Records to use |
——————————

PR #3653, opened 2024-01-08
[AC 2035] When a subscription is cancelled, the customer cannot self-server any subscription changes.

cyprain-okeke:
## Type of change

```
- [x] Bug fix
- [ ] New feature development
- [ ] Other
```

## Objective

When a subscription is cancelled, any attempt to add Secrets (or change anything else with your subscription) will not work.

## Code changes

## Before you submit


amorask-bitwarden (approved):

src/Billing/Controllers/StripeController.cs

——————————

Exercise goal | In the lines above, find the word "changes" and copy each line that contains it.

Output of the exercise |
[AC 2035] When a subscription is cancelled, the customer cannot self-server any subscription changes.
## Code changes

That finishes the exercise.